_Work required:_ Start to finish, reproduce the records below with nothing missing.

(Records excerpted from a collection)

PR #7685, opened 2024-03-19
Improve Skybox eyeDirection precision

### LINKED ISSUE #7151: skybox is different performance in debug and release environments.
**Describe the bug**
in demo gltf-viewer(filament 1.41.0)

choose: Metal Debug:
IMG_0466

choose: Metal Release:
IMG_0467

How can I get the same result？

bejado:
Fixes #7151

See my comment here: https://github.com/google/filament/issues/7151#issuecomment-1871432263

### DIFF
--- a/filament/src/materials/skybox.mat
+++ b/filament/src/materials/skybox.mat
@@ -58,6 +58,14 @@ fragment {
 
 vertex {
     void materialVertex(inout MaterialVertexInputs material) {
-        material.eyeDirection.xyz = material.worldPosition.xyz;
+        vec4 p = getPosition();
+        // GL convention to inverted DX convention
+        p.z = p.z * -0.5 + 0.5;
+        vec4 worldPosition = getWorldFromClipMatrix() * p;
+        // Getting the true world position would require dividing by w, but since this is a skybox
+        // at inifinity, this results in very large numbers for material.eyeDirection.
+        // Since the eyeDirection is only used as a direction vector in the fragment shader, we can
+        // skip that step to improve precision.
+        material.eyeDirection.xyz = worldPosition.xyz;
     }
 }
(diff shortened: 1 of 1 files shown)


filament/src/materials/skybox.mat
```diff
@@ -58,6 +58,14 @@ fragment {
...
-        material.eyeDirection.xyz = material.worldPosition.xyz;
+        vec4 p = getPosition();
+        // GL convention to inverted DX convention
+        p.z = p.z * -0.5 + 0.5;
+        vec4 worldPosition = getWorldFromClipMatrix() * p;
+        // Getting the true world position would require dividing by w, but since this is a skybox
+        // at inifinity, this results in very large numbers for material.eyeDirection.
+        // Since the eyeDirection is only used as a direction vector in the fragment shader, we can
+        // skip that step to improve precision.
+        material.eyeDirection.xyz = worldPosition.xyz;
```
pixelflinger, line 69: I'm even wondering if we shouldn't `normalize()` here instead of in the fragment shader (when the sun disk is enabled) -- that would make it even clearer that the w-divide is not needed.

Can you add a comment that this code is taken from `computeWorldPosition` and assumes `VERTEX_DOMAIN_DEVICE`.

pixelflinger (changes requested):

filament/src/materials/skybox.mat
bejado: We can't `normalize()` here because `eyeDirection` still needs to be interpolated. See the difference:

https://github.com/google/filament/assets/5298046/1b9a573a-aeb7-4eaf-b06f-078a277268d5

pixelflinger (approved):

_Reply:_
PR #7685, opened 2024-03-19
Improve Skybox eyeDirection precision

### LINKED ISSUE #7151: skybox is different performance in debug and release environments.
**Describe the bug**
in demo gltf-viewer(filament 1.41.0)

choose: Metal Debug:
IMG_0466

choose: Metal Release:
IMG_0467

How can I get the same result？

bejado:
Fixes #7151

See my comment here: https://github.com/google/filament/issues/7151#issuecomment-1871432263

### DIFF
--- a/filament/src/materials/skybox.mat
+++ b/filament/src/materials/skybox.mat
@@ -58,6 +58,14 @@ fragment {
 
 vertex {
     void materialVertex(inout MaterialVertexInputs material) {
-        material.eyeDirection.xyz = material.worldPosition.xyz;
+        vec4 p = getPosition();
+        // GL convention to inverted DX convention
+        p.z = p.z * -0.5 + 0.5;
+        vec4 worldPosition = getWorldFromClipMatrix() * p;
+        // Getting the true world position would require dividing by w, but since this is a skybox
+        // at inifinity, this results in very large numbers for material.eyeDirection.
+        // Since the eyeDirection is only used as a direction vector in the fragment shader, we can
+        // skip that step to improve precision.
+        material.eyeDirection.xyz = worldPosition.xyz;
     }
 }
(diff shortened: 1 of 1 files shown)


filament/src/materials/skybox.mat
```diff
@@ -58,6 +58,14 @@ fragment {
...
-        material.eyeDirection.xyz = material.worldPosition.xyz;
+        vec4 p = getPosition();
+        // GL convention to inverted DX convention
+        p.z = p.z * -0.5 + 0.5;
+        vec4 worldPosition = getWorldFromClipMatrix() * p;
+        // Getting the true world position would require dividing by w, but since this is a skybox
+        // at inifinity, this results in very large numbers for material.eyeDirection.
+        // Since the eyeDirection is only used as a direction vector in the fragment shader, we can
+        // skip that step to improve precision.
+        material.eyeDirection.xyz = worldPosition.xyz;
```
pixelflinger, line 69: I'm even wondering if we shouldn't `normalize()` here instead of in the fragment shader (when the sun disk is enabled) -- that would make it even clearer that the w-divide is not needed.

Can you add a comment that this code is taken from `computeWorldPosition` and assumes `VERTEX_DOMAIN_DEVICE`.

pixelflinger (changes requested):

filament/src/materials/skybox.mat
bejado: We can't `normalize()` here because `eyeDirection` still needs to be interpolated. See the difference:

https://github.com/google/filament/assets/5298046/1b9a573a-aeb7-4eaf-b06f-078a277268d5

pixelflinger (approved):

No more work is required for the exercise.